Visyna recognized the beginnings of a downward spiral and tried to find something positive to think about. The caustic feel of the ancient magic in the library was gone, but even then she had little energy left to try and pull power from the air around them. And even if she could, what then? They were heavily outnumbered, the soldiers were stripped of their weapons, and the tunnel was narrow and stretched on far beyond her sight. A fight in here would be a bloody mess with little chance of succeeding. Maybe, she wondered, they were already dead. Kritton couldn’t let them live, could he?

A low, rumbling snarl raised the hairs on the back of her neck. She turned and saw Jir limping behind her, his wounded shoulder causing him significant pain. She reached back with one hand and the bengar came close enough to let her fingers brush the top of his head. It surprised her that Jir should be so docile. She’d expected the elves to kill the beast out of hand, but in his wounded state the bengar appeared helpless. For reasons she couldn’t comprehend, Jir had been allowed to follow them, and he seemed to understand the arrangement and made no outward signs of aggression. It was as if the bengar understood that this wasn’t the right time to seek revenge.

A tongue like bark licked her hand and she pulled it back in surprise. She looked back at Jir, who returned her stare with an intelligence she had never seen before.

“I regret having to invade another creature’s mind, but it was necessary to keep him calm, and alive,” Chayii whispered between her teeth.

Visyna turned to look at her. “You’re controlling him?”

“In a manner of speaking. I have connected with him, drawing out much of his rage and need to hunt,” she said.

“What does it feel like?”

Chayii turned to look at her. Visyna tried to move away and put her shoulder into the tunnel wall. Raw, savage violence flashed in the elf’s eyes. Chayii’s lip curled into a snarl and the muscles in her neck rippled with suppressed energy. She rotated her head slowly, easing her shoulders down.

“I have never partaken of the flesh of another animal in my entire life,” Chayii said, “but it is all I can do not to rip out the hearts of these elves and feel their blood trickle down my throat.” As she said it her hands flexed as if she were extending claws.

Visyna hoped the horror that suddenly welled up inside her didn’t show on her face. She looked around quickly to see if any of the elves had overheard, but no outcry arose. Perhaps, like Konowa, these elves had lost much of their hearing from constant exposure to musket and cannon fire. She knew her own hearing had suffered since deciding to accompany the Iron Elves.

“Do you have a plan on when to release Jir and we can escape?” She opted not to voice her growing concern that they would likely share Yimt’s fate at the hands of Kritton before much longer.

Chayii shook her head. “I am doing what I can to control Jir. It is up to you, my child, to figure out what we do next.”

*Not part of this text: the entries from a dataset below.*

Issue #41, opened 2024-03-02
Diagonal filters


dabreegster:
Parity with old version

dabreegster:
We should discuss before starting this one

TFCx:
Is it a very specific case of intersection customization ?

dabreegster:
In v1, you could click 4 way intersections to toggle:
![image](https://github.com/user-attachments/assets/5578bd0c-2168-481e-b664-d155208b8d3b)
![image](https://github.com/user-attachments/assets/5579f610-0792-499f-8f89-b6944d96f282)
These are used in the US sometimes. I think they can be helpful for grid layouts, with many 4-ways.

michaelkirk:
I was unable to apply a diagonal filter in v1. Any hint how/where to achieve this?

https://github.com/user-attachments/assets/6d5eb18e-239d-48ce-a261-f390c0f7b0d4

Also, from that video - I'm not sure what's happening when I click the intersection a second time - seemingly more trips are excluded, but there's no visual indication of what happens between the first and second click.

dabreegster:
You need to first change the filter type to the red "no entry":

![Image](https://github.com/user-attachments/assets/19d6edfa-5596-4910-8a78-638ea1432865)
Then you can click 4-ways:

![Image](https://github.com/user-attachments/assets/7a81f6e9-129d-404c-b91b-98298758a8ee)

In the old version, there was a request to default to the green symbol over the red. They mean exactly the same thing in the tool, but have different connotations when shown in a consultation. Unfortunately only the red "no entry" one reasonably shows the direction of the filter. Unsolved design problem. In the new version we're rotating the entire icon right now, but the green one and bus gates look pretty strange as a result. #66 is about figuring out something nicer to do -- maybe keep the walking/cycling icon always upright, and add some kind of rotated line underneath it (without implying that the line means "prohibited")? Or maybe the diagonal filter deserves its own special icon? Or maybe we don't use a circular maplibre symbol layer for diagonal filters at all, but instead a thin line (figuring out something to do at low zoom)?

michaelkirk:
Just to log my understanding after looking at the v1 code base and interface:

Filters placed on intersections are handled differently from filters placed mid-segment.

When it's a 4-way intersection, any filter is a Diagonal filter. You can click to toggle between the two possible orientations for the diagonal filter.

When it's a 3-way intersection, you can click to toggle which of the 3 roads is "no access" - the other two roads remain connected.

[...]

PR #93, opened 2025-01-19
Start modelling movements at intersections

dabreegster:
Part of #30 (with some TODOs there) and also necessary for #41. This adds a debug mode (from the "pick neighbourhood" page) to understand movements at each intersection. They're generated by looking at one-way directions and the simplest OSM turn restriction cases. Only used in this debug mode right now, not yet for routing.
image

It's going to be much easier to flesh this out with a better unit testing story. I'm thinking of manually drawing / clipping some test cases in JOSM, checking those in here. For movements, maybe the output can be expressed in the code as a list of movements between named roads, or maybe some GeoJSON / SVG output would be faster to understand.

### DIFF
--- a/backend/src/create.rs
+++ b/backend/src/create.rs
@@ -21,6 +21,8 @@ struct Osm {
     railways: Vec<LineString>,
     waterways: Vec<LineString>,
     barrier_nodes: BTreeSet<NodeID>,
+    // Only represent one case of restricted turns (from, to) on a particular node
+    turn_restrictions: HashMap<NodeID, Vec<(WayID, WayID)>>,
 }
 
 impl OsmReader for Osm {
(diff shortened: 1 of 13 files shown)


web/src/DebugIntersectionsMode.svelte
dabreegster, line 1: I accidentally pushed e99bfc06de87a212bb13d8217dfbde7bd7dc1c2d straight to main, which set this up

backend/src/create.rs
```diff
@@ -74,6 +76,55 @@ impl OsmReader for Osm {
...
+            for (role, member) in members {
+                match member {
+                    OsmID::Way(w) => {
+                        if role == "from" && from.is_none() {
+                            from = Some(*w);
+                        } else if role == "to" && to.is_none() {
+                            to = Some(*w);
+                        } else {
+                            // Some other case, bail out
+                            return;
```
michaelkirk, line 105: I'm not very familiar with this logic yet, but should these be `continue`?

backend/src/geo_helpers.rs
```diff
@@ -214,6 +214,20 @@ pub fn make_arrow(line: Line, thickness: f64, double_ended: bool) -> Option<Poly
     Some(Polygon::new(LineString::new(pts), Vec::new()))
 }
 
+pub fn thicken_line(line: Line, thickness: f64) -> Polygon {
+    let angle = angle_of_line(line);
+    Polygon::new(
+        LineString::new(vec![
+            euclidean_destination_coord(line.start, angle - 90.0, thickness * 0.5),
```
michaelkirk, line 221: I should put this in geo... unfortunately I have a big open [LineMeasure change in PR limbo](https://github.com/georust/geo/pull/1298) that I'd like to resolve first... I'll go kick that to see if it's still alive. 🤔

backend/src/movements.rs
```diff
@@ -0,0 +1,80 @@
+use geo::{Euclidean, Length, Line, LineInterpolatePoint, Point, Polygon};
+use geojson::GeoJson;
+
+use crate::{
+    geo_helpers::{make_arrow, thicken_line},
+    Direction, IntersectionID, MapModel, Road,
+};
+
+impl MapModel {
+    pub fn get_movements(&self, i: IntersectionID) -> GeoJson {
```
michaelkirk, line 10: No biggie so take it or leave it: `movement_arrows` or `movement_labels` might be a better name, since these seem to be intended only as UI affordances, vs some business-logic struct.

michaelkirk:
image

What am I looking at here... 🤔 I initially assumed that the red arrows are illegal moves and the blue one is legal, but that doesn't seem correct. I'd expect there would need to be at least 1 way to either enter or exit each segment.

Or maybe I am reading it correctly, and we just haven't fleshed out all the legal turns from the available restrictions yet?

michaelkirk (commented):
Code seems good, but I don't quite understand the overall change yet.

backend/src/movements.rs
dabreegster: To minimize churn, I'll leave this for now. Right now it's a debug mode, but that will probably turn into some kind of "edit turn restrictions at an intersection" mode, and the movements sent over will have a semantic ID that the backend knows how to edit.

The hope of a moment before dimmed, but did not die. She’s right, Visyna realized. Thoughts of being little more than a damsel in distress brought blood rushing to her cheeks. I can do this. She brought her hands in front of her and gently began to weave the air. There was power here she could use. She lowered her hands and began to think. Even elves can’t march forever. They would have to stop sometime to rest. When they did she would have to be ready.

“Are we there yet?”

This time Visyna smiled. “Soon, Scolly, soon.”